- [Task directions]: Your response should consist of the lines below, printed exactly.

- [Dataset records]:

PR #5008, opened 2021-02-13
Updated Fiat

adamrusted:
fiat

**Alexa rank:** [78,446](https://www.alexa.com/siteinfo/fiat.com)

### Checklist

### Description
SVG pulled from http://www.fcaci.com/x/v10_images/fiat/FIAT_500_LOCKUP_VERT_BW_POS.zip.
Hex updated to one mentioned on pg14 of the brand guidelines, available at source.

~Stellantis and Fiat both use the car badge, with Stellantis providing a monochrome treatment, which is a *mess* of points. Tried cleaning up as best I could, but needed a precision of 4 to get it close.~

#### Previous Treatment
fiat


PeterShaggyNoble:
Could you take another look at this one, @adamrusted? It looks like the clean-up introduced a number of differences when compared with [this file](https://www.stellantis.com/content/dam/stellantis-corporate/assets/brand-logo-negative/brand-logos-same-width-white/brand-fiat-SW-white-07.svg). Some examples below, with your version in red. Alternatively, given our icon size, we may be better off going with the monochrome treatment found [here](http://www.fcaci.com/x/FIATv15).

adamrusted:
Yeah, figured the simplification would've done that. I'll look at the simpler one on the site you linked, and see how well that translates.

adamrusted:
@PeterShaggyNoble - updated to the FCACI version of the brand guidelines.

fbernhart:
@adamrusted The SVG looks spot on now! 👍🏼

But concerning the color: I think it's better to use the colors on [page 15](http://www.fcaci.com/v15-images/guidelines/FIAT-Brand-Mark-Guidelines-Rev051815.pdf) instead, which are already HEX values. Instead of converting Pantone/RGB/CMYK (page 14) to HEX. 

So I'd suggest updating the color to `#941711`.

adamrusted:
@fbernhart should be good to go 🤞

PR #5011, opened 2021-02-13
Updated Jeep

adamrusted:
jeep

**Alexa rank:** [9,857](https://www.alexa.com/siteinfo/jeep.com)

### Checklist

### Description
Updated source to FCACI now it's been updated with Stellantis branding.
Used SVG embedded in pg11 of the PDF, ® icon seems to be pretty clear on that one.

Given Jeep use the ® symbol _EVERYWHERE_, I figured we should probably look to include it ourselves. Happy to maintain existing icon and just update source if others prefer that.

jeep


PeterShaggyNoble:
With regard to the "®", you are, unfortunately, right about its inclusion; I'd missed the following paragraph on page 3 of [this PDF](http://www.fcaci.com/v15-images/jeep/Jeep-Brand-Mark-Guidelines-Rev10.15.pdf) when I originally added it:
> The Jeep brand mark consists of the Jeep logotype and the registration mark ® as one unit. The ® is an integral part of the Jeep brand mark design and may not be altered or deleted. The trademark registration symbol must appear with the Jeep brand mark in every application.

Looks like there are a few excess points that can be cleaned up here:
- Bottom of the inner curve of the "J"
- Top left of the "J"
- Top of the 2 "e"s
- In the "®"

And, as a follow-up to that last one, I wonder if we shouldn't create and supply our own versions of "®" & "™" for contributors to use in their SVGs as it's surprising the number of source files we come across where they are riddled with imperfections and/or excess points?

adamrusted:
> Looks like there are a few excess points that can be cleaned up here:

Will pick this up tomorrow - I bashed these out pretty quickly yesterday - so figured there'd be a fair bit to tidy up.

> I wonder if we shouldn't create and supply our own versions of "®" & "™" for contributors to use

I would've imagined there _are_ default versions provided by the relevant trademark authorities, though of course there's likely to be optimizations we can make on our end. May be worth finding the 'best one' from our existing icons, and look at applying them across the board?

adamrusted:
@PeterShaggyNoble give that one a go - rebuilt from FCACI using a decent SVG found in the PDF.

fbernhart:
LGTM 👍🏼  Let me merge it.

PR #5014, opened 2021-02-13
Added Ram Trucks

adamrusted:
ram

**Alexa rank:** [19,995](https://www.alexa.com/siteinfo/ramtrucks.com)

### Checklist

### Description
Added as part of the Stellantis review, given the Alexa rank is high enough for inclusion.
~Alternative name is just `RAM`, though Stellantis and Ram trucks seem to go by the full name in most places.~

#### Previous Treatment
ramtrucks


PeterShaggyNoble:
Looks like we may need to include the wordmark here, too: http://www.fcaci.com/x/v10_images/ram/Ram_Brand_Mark_Guidelines.pdf

For the name, I think we can just go with "Ram" as they only use the full name in a few places on their site and usually as a noun rather than part of their name. [Wikipedia](https://en.wikipedia.org/wiki/Ram_Trucks) claims it should be stylised as "RAM" but I'm not seeing that treatment anywhere on Ram's own site, nor Stellantis'.

adamrusted:
@PeterShaggyNoble - should be updated.

PeterShaggyNoble:
SVG looks spot on to me when compared to [this EPS](http://www.fcaci.com/x/v10_images/ram/RAM_Blk_Vert.zip). However, could you see if you could clean up any of the excess & duplicated points before we merge it?

adamrusted:
@PeterShaggyNoble - that should be a bit better. Reduced down as many points as possible without ruining the quality of the image.

PeterShaggyNoble:
🤔 Sorry, @adamrusted, I think we may need to bring back some of the points in the shield as removing them has introduced some minor discrepancies in [the bottom](https://user-images.githubusercontent.com/15157491/109041321-cbd0e800-76c6-11eb-9e86-d0cdb1d6c478.png) (yours in red) and on the inside of the vertical lines of the outer shape.

adamrusted:
@PeterShaggyNoble that should be a bit better. Not been _quite_ as ruthless with the excess points this time round 😅

PeterShaggyNoble (approved):
Looks perfect to me now, @adamrusted; nice work 👍🏻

- [Output of the exercise]:
PR #5008, opened 2021-02-13
Updated Fiat

adamrusted:
fiat

**Alexa rank:** [78,446](https://www.alexa.com/siteinfo/fiat.com)

### Checklist

### Description
SVG pulled from http://www.fcaci.com/x/v10_images/fiat/FIAT_500_LOCKUP_VERT_BW_POS.zip.
Hex updated to one mentioned on pg14 of the brand guidelines, available at source.

~Stellantis and Fiat both use the car badge, with Stellantis providing a monochrome treatment, which is a *mess* of points. Tried cleaning up as best I could, but needed a precision of 4 to get it close.~

#### Previous Treatment
fiat


PeterShaggyNoble:
Could you take another look at this one, @adamrusted? It looks like the clean-up introduced a number of differences when compared with [this file](https://www.stellantis.com/content/dam/stellantis-corporate/assets/brand-logo-negative/brand-logos-same-width-white/brand-fiat-SW-white-07.svg). Some examples below, with your version in red. Alternatively, given our icon size, we may be better off going with the monochrome treatment found [here](http://www.fcaci.com/x/FIATv15).

adamrusted:
Yeah, figured the simplification would've done that. I'll look at the simpler one on the site you linked, and see how well that translates.

adamrusted:
@PeterShaggyNoble - updated to the FCACI version of the brand guidelines.

fbernhart:
@adamrusted The SVG looks spot on now! 👍🏼

But concerning the color: I think it's better to use the colors on [page 15](http://www.fcaci.com/v15-images/guidelines/FIAT-Brand-Mark-Guidelines-Rev051815.pdf) instead, which are already HEX values. Instead of converting Pantone/RGB/CMYK (page 14) to HEX. 

So I'd suggest updating the color to `#941711`.

adamrusted:
@fbernhart should be good to go 🤞

PR #5011, opened 2021-02-13
Updated Jeep

adamrusted:
jeep

**Alexa rank:** [9,857](https://www.alexa.com/siteinfo/jeep.com)

### Checklist

### Description
Updated source to FCACI now it's been updated with Stellantis branding.
Used SVG embedded in pg11 of the PDF, ® icon seems to be pretty clear on that one.

Given Jeep use the ® symbol _EVERYWHERE_, I figured we should probably look to include it ourselves. Happy to maintain existing icon and just update source if others prefer that.

jeep


PeterShaggyNoble:
With regard to the "®", you are, unfortunately, right about its inclusion; I'd missed the following paragraph on page 3 of [this PDF](http://www.fcaci.com/v15-images/jeep/Jeep-Brand-Mark-Guidelines-Rev10.15.pdf) when I originally added it:
> The Jeep brand mark consists of the Jeep logotype and the registration mark ® as one unit. The ® is an integral part of the Jeep brand mark design and may not be altered or deleted. The trademark registration symbol must appear with the Jeep brand mark in every application.

Looks like there are a few excess points that can be cleaned up here:
- Bottom of the inner curve of the "J"
- Top left of the "J"
- Top of the 2 "e"s
- In the "®"

And, as a follow-up to that last one, I wonder if we shouldn't create and supply our own versions of "®" & "™" for contributors to use in their SVGs as it's surprising the number of source files we come across where they are riddled with imperfections and/or excess points?

adamrusted:
> Looks like there are a few excess points that can be cleaned up here:

Will pick this up tomorrow - I bashed these out pretty quickly yesterday - so figured there'd be a fair bit to tidy up.

> I wonder if we shouldn't create and supply our own versions of "®" & "™" for contributors to use

I would've imagined there _are_ default versions provided by the relevant trademark authorities, though of course there's likely to be optimizations we can make on our end. May be worth finding the 'best one' from our existing icons, and look at applying them across the board?

adamrusted:
@PeterShaggyNoble give that one a go - rebuilt from FCACI using a decent SVG found in the PDF.

fbernhart:
LGTM 👍🏼  Let me merge it.

PR #5014, opened 2021-02-13
Added Ram Trucks

adamrusted:
ram

**Alexa rank:** [19,995](https://www.alexa.com/siteinfo/ramtrucks.com)

### Checklist

### Description
Added as part of the Stellantis review, given the Alexa rank is high enough for inclusion.
~Alternative name is just `RAM`, though Stellantis and Ram trucks seem to go by the full name in most places.~

#### Previous Treatment
ramtrucks


PeterShaggyNoble:
Looks like we may need to include the wordmark here, too: http://www.fcaci.com/x/v10_images/ram/Ram_Brand_Mark_Guidelines.pdf

For the name, I think we can just go with "Ram" as they only use the full name in a few places on their site and usually as a noun rather than part of their name. [Wikipedia](https://en.wikipedia.org/wiki/Ram_Trucks) claims it should be stylised as "RAM" but I'm not seeing that treatment anywhere on Ram's own site, nor Stellantis'.

adamrusted:
@PeterShaggyNoble - should be updated.

PeterShaggyNoble:
SVG looks spot on to me when compared to [this EPS](http://www.fcaci.com/x/v10_images/ram/RAM_Blk_Vert.zip). However, could you see if you could clean up any of the excess & duplicated points before we merge it?

adamrusted:
@PeterShaggyNoble - that should be a bit better. Reduced down as many points as possible without ruining the quality of the image.

PeterShaggyNoble:
🤔 Sorry, @adamrusted, I think we may need to bring back some of the points in the shield as removing them has introduced some minor discrepancies in [the bottom](https://user-images.githubusercontent.com/15157491/109041321-cbd0e800-76c6-11eb-9e86-d0cdb1d6c478.png) (yours in red) and on the inside of the vertical lines of the outer shape.

adamrusted:
@PeterShaggyNoble that should be a bit better. Not been _quite_ as ruthless with the excess points this time round 😅

PeterShaggyNoble (approved):
Looks perfect to me now, @adamrusted; nice work 👍🏻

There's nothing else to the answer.